◆ TASK PROMPT ◆
The answer is every line in the data below that contains the word "think".

======== DATA FOR REVIEW

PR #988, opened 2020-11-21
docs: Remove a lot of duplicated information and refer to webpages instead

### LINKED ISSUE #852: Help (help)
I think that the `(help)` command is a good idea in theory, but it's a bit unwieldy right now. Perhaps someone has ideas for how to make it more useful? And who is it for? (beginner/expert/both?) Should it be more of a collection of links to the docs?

================
======== DATA FOR REVIEW

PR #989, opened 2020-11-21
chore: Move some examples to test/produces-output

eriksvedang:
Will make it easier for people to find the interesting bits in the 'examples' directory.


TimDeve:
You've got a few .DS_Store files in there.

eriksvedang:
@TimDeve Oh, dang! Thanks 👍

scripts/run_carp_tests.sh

================
======== DATA FOR REVIEW

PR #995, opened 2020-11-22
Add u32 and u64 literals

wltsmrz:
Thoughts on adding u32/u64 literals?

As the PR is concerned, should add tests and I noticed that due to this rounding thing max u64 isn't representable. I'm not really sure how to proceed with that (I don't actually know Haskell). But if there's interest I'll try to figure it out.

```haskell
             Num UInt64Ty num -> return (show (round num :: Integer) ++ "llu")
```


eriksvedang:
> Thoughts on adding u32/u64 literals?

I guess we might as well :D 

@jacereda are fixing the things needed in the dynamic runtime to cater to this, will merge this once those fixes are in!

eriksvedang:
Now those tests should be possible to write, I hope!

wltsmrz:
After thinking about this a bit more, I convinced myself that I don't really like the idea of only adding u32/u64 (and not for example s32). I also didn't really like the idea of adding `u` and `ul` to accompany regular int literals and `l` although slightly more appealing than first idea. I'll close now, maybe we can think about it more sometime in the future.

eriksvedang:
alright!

================

◆ SOLUTION FOR THIS PROBLEM ◆
I think that the `(help)` command is a good idea in theory, but it's a bit unwieldy right now. Perhaps someone has ideas for how to make it more useful? And who is it for? (beginner/expert/both?) Should it be more of a collection of links to the docs?
After thinking about this a bit more, I convinced myself that I don't really like the idea of only adding u32/u64 (and not for example s32). I also didn't really like the idea of adding `u` and `ul` to accompany regular int literals and `l` although slightly more appealing than first idea. I'll close now, maybe we can think about it more sometime in the future.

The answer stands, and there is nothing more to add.